The tax imposed by this chapter on the account beneficiary for any taxable year in which there is a payment or distribution from a health savings account of such beneficiary which is includible in gross income under paragraph (2) shall be increased by 20 percent of the amount which is so includible.
Subparagraph (A) shall not apply if the payment or distribution is made after the account beneficiary becomes disabled within the meaning of section 72(m)(7) or dies.
Subparagraph (A) shall not apply to any payment or distribution after the date on which the account beneficiary attains the age specified in section 1811 of the Social Security Act.
Paragraph (2) shall not apply to any amount paid or distributed from a health savings account to the account beneficiary to the extent the amount received is paid into a health savings account for the benefit of such beneficiary not later than the 60th day after the day on which the beneficiary receives the payment or distribution.
This paragraph shall not apply to any amount described in subparagraph (A) received by an individual from a health savings account if, at any time during the 1-year period ending on the day of such receipt, such individual received any other amount described in subparagraph (A) from a health savings account which was not includible in the individual’s gross income because of the application of this paragraph.
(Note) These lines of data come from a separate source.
PR #2952, opened 2021-04-22
feat: \nonumber/\notag support, \tag per row of {align}

### LINKED ISSUE #2379: Enable \tag within AMS environments
The following AMS environments allow `\tag`(s) to be placed inside the environment, one tag for each line.

* {align}
* {align*}
* {alignat}
* {alignat*}
* {equation}
* {equation*}
* {gather}
* {gather*}

It would be good if KaTeX could enable the same thing.

### LINKED ISSUE #2950: Support \nonumber and \notag
Now that we have equation numbering, it would be nice to add `\nonumber` (or the AMS [equivalent](https://tex.stackexchange.com/questions/48965/what-is-the-difference-between-notag-and-nonumber-in-align-environment), `\notag`), so that we can only number some rows of an `{align}` environment (for example).

Hopefully not too hard: `\nonumber` just prevents the `eqn-num` generation for that row.

It's in AMSMath, as well as base LaTeX (for `eqnarray`, which we don't yet support).

edemaine:
Support `\nonumber` (and equivalent `\notag`) using a global macro `\@eqnsw` to track whether one occurs in each row, similar to how amsmath uses global `\@eqnswtrue`/`\@eqnswfalse`.  Fix #2950.

I also added support for `\tag` on each row of an `{align}` or `{align*}` or similar environment, so each row is either automatically numbered (represented by `true`), not automatically numbered (represented by `false`), or has an explicit tag (represented by an array of parse nodes). Fix #2379.

This required a more general mechanism for expanding a macro (`\df@tag`) that doesn't actually appear in the source code.  We previously did this in `parseTree.js` only after parsing everything, but now we need it mid-parse too.  The new `Parser.subparse` does the job.

I also had to add a mechanism for undefining a macro value.  TeX represents this as setting a macro to `\relax`, but `undefined` was already used in some places in `Namespace.js` so I used that.

I added basic documentation and tests.

Example:

image

The tags are center-justified instead of the correct right-justified, but that was an existing bug that we can look at in another PR.


edemaine:
Hmm, perhaps I should try to implement `\tag`-per-row at the same time; this should be doable with a similar (if not the same) mechanism.

edemaine:
OK, I've added support for `\tag` in rows. This was harder than expected, but not too bad. See root post for details. Now ready for review.

edemaine:
I fixed the merge conflicts here, so this is ready to review again. FWIW, we've had a recent explicit request for this feature (#3183), and #2379 has 5 thumbs-up. PR #3214 also currently depends on this one. Let me know if you'd rather I split this up into multiple PRs.

src/environments/array.js
```diff
@@ -633,7 +675,11 @@ const alignedHandler = function(context, args) {
         {
             cols,
             addJot: true,
-            addEqnNum: context.envName === "align" || context.envName === "alignat",
+            autoTag:
+              context.envName === "align" || context.envName === "alignat" ?
+              true :
+              context.envName === "align*" || context.envName === "alignat*" ?
+              false : undefined,
```
ylemkimon, line 682:
```suggestion
            autoTag: getAutoTag(context.envName),
```

src/environments/array.js
```diff
@@ -982,7 +1028,8 @@ defineEnvironment({
             }],
             addJot: true,
             colSeparationType: "gather",
-            addEqnNum: context.envName === "gather",
+            autoTag: context.envName === "gather" ? true :
+                     context.envName === "gather*" ? false : undefined,
```
ylemkimon, line 1032:
```suggestion
            autoTag: getAutoTag(context.envName),
```

src/environments/array.js
```diff
@@ -1015,7 +1062,7 @@ defineEnvironment({
     handler(context) {
         validateAmsEnvironmentContext(context);
         const res = {
-            addEqnNum: context.envName === "equation",
+            autoTag: context.envName === "equation",
```
ylemkimon, line 1065:
```suggestion
            autoTag: getAutoTag(context.envName),
```

src/environments/array.js
```diff
@@ -4,10 +4,12 @@ import Style from "../Style";
...
 import {parseCD} from "./cd";
 import defineFunction from "../defineFunction";
+import defineMacro from "../defineMacro";
 import mathMLTree from "../mathMLTree";
 import ParseError from "../ParseError";
 import {assertNodeType, assertSymbolNodeType} from "../parseNode";
 import {checkSymbolNodeType} from "../parseNode";
+import {Token} from "../Token";
 import {calculateSize} from "../units";
 import utils from "../utils";
```
ylemkimon, line 15:
```suggestion

const getAutoTag = name => name.indexOf("ed") === -1 ? name.indexOf("*") === -1
    : undefined;
```
(below `validateAmsEnvironmentContext`)

src/Parser.js
```diff
@@ -150,6 +150,27 @@ export default class Parser {
...
+     * Tokens should be specified in reverse order, as in a MacroDefinition.
+     */
+    subparse(tokens: Token[]): AnyParseNode[] {
+        // Save the next token from the current job.
+        const oldToken = this.nextToken;
+        this.consume();
+
+        // Run the new job, terminating it with an excess '}'
+        this.gullet.feedTokens([new Token("}")]);
+        this.gullet.feedTokens(tokens);
```
ylemkimon, line 164:
```suggestion
        this.gullet.pushToken(new Token("}"));
        this.gullet.pushTokens(tokens);
```

src/MacroExpander.js
```diff
@@ -53,6 +53,16 @@ export default class MacroExpander implements MacroContextInterface {
...
+    /**
+     * Feed additional input as a set of token, specified in reverse order
+     * (e.g. from a MacroDefinition).
+     */
+    feedTokens(tokens: Token[]) {
+        for (let i = 0; i < tokens.length; i++) {
+            this.stack.push(tokens[i]);
+        }
+    }
+
```
ylemkimon, line 65:
```suggestion
```

ylemkimon (changes requested):
LGTM. Sorry for the delayed review. I think `subparse` logic can be improved later.

edemaine:
@ylemkimon Thanks for the nice improvements! Should be ready to look at again.

ylemkimon (approved):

For purposes of determining the amount of the deduction under section 213, any payment or distribution out of a health savings account for qualified medical expenses shall not be treated as an expense paid for medical care.
The transfer of an individual’s interest in a health savings account to an individual’s spouse or former spouse under a divorce or separation instrument described in clause (i) of section 121(d)(3)(C) shall not be considered a taxable transfer made by such individual notwithstanding any other provision of this subtitle, and such interest shall, after such transfer, be treated as a health savings account with respect to which such spouse is the account beneficiary.
If the account beneficiary’s surviving spouse acquires such beneficiary’s interest in a health savings account by reason of being the designated beneficiary of such account at the death of the account beneficiary, such health savings account shall be treated as if the spouse were the account beneficiary.
The amount includible in gross income under clause (i) by any person (other than the estate) shall be reduced by the amount of qualified medical expenses which were incurred by the decedent before the date of the decedent’s death and paid by such person within 1 year after such date.
An appropriate deduction shall be allowed under section 691(c) to any person (other than the decedent or the decedent’s spouse) with respect to amounts included in gross income under clause (i) by such person.
If any increase under paragraph (1) is not a multiple of $50, such increase shall be rounded to the nearest multiple of $50.